Closed ghost closed 6 years ago
What engine did you test this on? (Browser/Node version?)
@bd82 latest Node LTS (6.11.2)
Would be interesting to check on latest Node 8.4 with a more modern V8. https://v8project.blogspot.co.il/2017/01/speeding-up-v8-regular-expressions.html
I've tried reproducing your results by modifying an existing JS Parser benchmark I've authored. But without success. Using a JSON syntax and 1,000 lines sample I see Moo being faster than Antlr.
Faster means X4 on Firefox and X2 on Chrome.
Hacked Runnable Lexer Benchmark
Commit that created the hack.
I agree that the original statement is not very accurate, and more importantly impossible to prove under all possible conditions... (JS engines / Different grammars).
Personally I would use a more general statement such as:
Moo is very/incredibility/super-duper fast, often beating competitors by multipliers or even orders of magnitudes.
And link to some online benchmark that proves the claims. But that is up for @tjvr to decide where the line between marketing and precise accuracy falls for this project.
@bd82 Thanks for looking into this!
I’ll look into adding antlr to the benchmarks Moo uses, at some point. :-)
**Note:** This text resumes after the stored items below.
PR #1538, opened 2020-11-18
It's 2020

simon04:


sophianyberg (approved):
It is really 2020

peff (approved):
Sure, thanks! As you can see from the diff, we're not usually very punctual about this. :)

I’ll look into adding antlr to the benchmarks Moo uses, at some point. :-)
it could be a little annoying to support because a Java application is used to generate the lexer and that jar is not available on npm (afaik).
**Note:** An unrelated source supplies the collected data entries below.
PR #1541, opened 2020-11-28
swap out API_USER/API_PASS for GITHUB_API_TOKEN

peff:
The use of bare username/password combos to do API calls has been dropped by GitHub, as of 2020-11-13:

  https://developer.github.com/changes/2020-02-14-deprecating-oauth-auth-endpoint/

Let's switch to expecting a token in the rake jobs that update the book and manpage content. The PAT can be very limited, as it only needs to access public repos (the only reason we need to auth at all is to overcome API rate limiting).


peff:
I tested this locally, and it works fine. I also replaced the credential in heroku's config with a token I generated. This doesn't work when testing with `heroku run -a git-scm-pr-1541`, though, I think because review apps don't get to see all of the secret config variables. So I'm going to merge it through, and then confirm that `heroku run rake remote_genbook2` picks up new content.

peff:
> I tested this locally, and it works fine. I also replaced the credential in heroku's config with a token I generated. This doesn't work when testing with `heroku run -a git-scm-pr-1541`, though, I think because review apps don't get to see all of the secret config variables. So I'm going to merge it through, and then confirm that `heroku run rake remote_genbook2` picks up new content.

Yep, site should be updated with new book content now. The old login info we were using on Heroku was for the `progit-api` user. But I can't actually log in there (even though I have the password!) because it wants to do an email verification (probably to @schacon, who set it up years ago). So I generated a PAT under my user for doing the nightly updates. This should be safe as it doesn't have any permissions beyond reading public repos.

@bd82 you must've used a bad antlr grammar. Also, the problem occurs with large input (2 MB in my case), so I assume memory trashing (gc pressure) is the main cause?
Would be interesting to check on latest Node 8.4 with a more modern V8.
Have to use LTS
@notsonotso
you must've used a bad antlr grammar. Also, the problem occurs with large input (2 MB in my case), so I assume memory trashing (gc pressure) is the main cause?
Please provide a reproducible test case (generated antlr lexer, moo lexer, and input file), or this discussion won't go anywhere useful. GitHub Gist is good for this.
@notsonotso
you must've used a bad antlr grammar. Also, the problem occurs with large input (2 MB in my case), so I assume memory trashing (gc pressure) is the main cause?
You can inspect the grammar I've used. It is originally from the Antlr's example grammar repository. https://github.com/SAP/chevrotain/blob/gh-pages/performance/jsonParsers/antlr/JSON_ANTLR.g4
You can examine it and reproduce it locally if you checkout the commit I linked above. Just checkout the commit/repo and open the performance/index.html page in a local browser.
It could be something with very large files, could be that some token patterns in a CSV are more suitable to be lexed using an antlr generated state machine instead of a RegExp or that the inverse is true in case of JSON tokens.
As @nathan said, once you have a reproducible example we can look into this more deeply.
Have to use LTS
Try NVM it works on Mac/Linux to rapidly switch node.js versions and have multiple node versions installed at the same time.
It could be something with very large files, could be that some token patterns in a CSV are more suitable to be lexed using an antlr generated state machine
This sounds like a reasonable explanation.
Why don't you try with a 2MB file on your test code?
Try NVM it works on Mac/Linux to rapidly switch node.js versions and have multiple node versions installed at the same time.
Why? I'll never be able to use anything other than LTS in production, so I don't see the point.
Why? I'll never be able to use anything other than LTS in production, so I don't see the point.
I fear that is a bit too simplified:
Next month version 8 will become LTS too and there will be two versions of LTS active at the same time until April 2018.
If performance considerations are very important for your project you can easily switch node.js versions to inspect future performance behavior to choose the best long term solution.
If your project is some sort of enterprise/corporate project that is sold/installed on machines outside your control and officially only LTS is supported than your CI process should probably be adjusted to run tests/CI on both versions of active LTS (until April 2018 when 6.0 is no longer LTS).
Why don't you try with a 2MB file on your test code? I will try that.
@bd82 i tried Node 8.4.0 with the same result :( Each line of my csv input is about 500-600 characters... i wonder if some regexp is blowing up (while looking for EOL?)
Unless you show your code, we can only speculate. As Nathan said, this is going nowhere.
Closing, since the discussion didn't lead anywhere.
Really? In my experience so far, moo is significantly slower than ANTLR's lexer, probably related to the fact that regexp isn't necessarily fast to begin with.
ANTLR 4.7's generated JS lexer is about 40% faster and use less memory than moo. The input grammar is CSV and about 2MB of data. I'll post the code and input file when I get around to it, just a heads up for now.